Applications Programming Interfaces (APIs) are computing interfaces that facilitate the communication and exchange of data between different applications. They have infiltrated almost all aspects of business operations and changed how we transact on a daily basis.
Today, you can easily access your bank account and initiate transactions from the comfort of your home. You can even book a flight and a taxi, all this has been made possible by APIs. They make it easy for organizations to find innovative solutions safely, quickly, and in a regulated manner. For example, innovation has transformed the education industry making it possible for students to access learning materials from different parts of the world.
This has seen organizations develop more APIs every day to address the rising and changing demands of their customers. The rise in the number of APIs in an organization gives birth to a new challenge: managing the lifecycle of the APIs. This involves all stages from discovering the API, building, publishing, and retiring it when it is no longer useful.
However, this should not be a concern for organizations because, with a feature-rich and robust API platform, the lifecycle of an API can be managed effectively. Apart from managing the lifecycle, such a platform also helps in facilitating and managing all interactions between API consumers and producers while at the same time offering insights on API consumption. This platform is the federated API platform.
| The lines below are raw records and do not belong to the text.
PR #928, opened 2018-08-31
010 migration bugfixes and improvements

jnwatson:
Add a --only-convert-forms-file option to limit which forms are migrated.

Will no longer generate packed node entries without the second tuple entry.

Change how name:en fields are migrated.

Fix incorrect migration of txtrefs that point to inet:tcp4


jnwatson:
Note that this will generate migration files for 010 after this PR https://github.com/vertexproject/synapse/pull/926 has been merged.

synapse/tools/migrate_010.py
```diff
@@ -238,6 +245,7 @@ def do_stage1(self):
         logger.info('Stage 1 complete in %.1fs.', time.time() - start_time)
 
     def write_node_to_file(self, node):
+        assert(len(node) == 2)
```
vEpiphyte: <3

PR #933, opened 2018-09-04
010 - Add a ou:name node test and promote ou:name to a form

vEpiphyte:


vEpiphyte:
Storm migration to add ou:name nodes:

`sudo | ou:org:name $name=:name [ou:name=$name] -ou:org | count | spin`

PR #934, opened 2018-09-04
WIP - Show a vars example of doing node creation.

vEpiphyte:
extra vars example since i wrote it :man_shrugging:


vEpiphyte:
behavior is undefined atm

What Drives the Deployment of Federated API Platforms?
The main objective of a federated approach in organizations is fast development. If you look at some of the largest organizations spread across the world, you will realize that they have multiple teams that use different frameworks, applications, and products. Most of them employ a centralized team to develop APIs for all other teams in different departments.
In this setup, a new API is likely to take a long time from development to deployment.
This, in return, consumes a lot of resources and delays business processes. Such organizations are coming up with federated API platforms to avoid the above problems and make it easy for different teams in the organization to build their own APIs.
The teams can achieve this using tools given to them by the organization. Such tools eliminate all complexities associated with the development and deployment of APIs.
The deployment of federated API platforms is also driven by the desire by organizations to reuse. Looking at the same example of the largest organizations discussed above, you are likely to find that such organizations have multiple services, applications, and APIs that duplicate their functionality. Such organizations lack a centralized location where their developers can easily find out whether a functionality has already been built or not, making them start all over again even when building something that the organization already has.
The federated API platform created avenues through which organizations can avoid duplication and allow their developers to implement functionalities from already existing APIs, hence encouraging reuse.
Finally, a federated API platform is also driven by the need by organizations to scale on the security of their applications. Most organizations have been using the exchange of certificates on a point-to-point basis, something that gets very difficult to maintain with time. With a federated API platform, organizations are able to scale on the security of their applications by having the platform handle millions of services without a single glitch on security.
A federated API platform has the capability to positively transform the operations of any organization. First of all, organizations will be able to build and publish new APIs within a very short period of time. They will also ease API discovery in case they have many published APIs and employ a scalable security pattern. All these would be difficult to achieve without the federated API platform.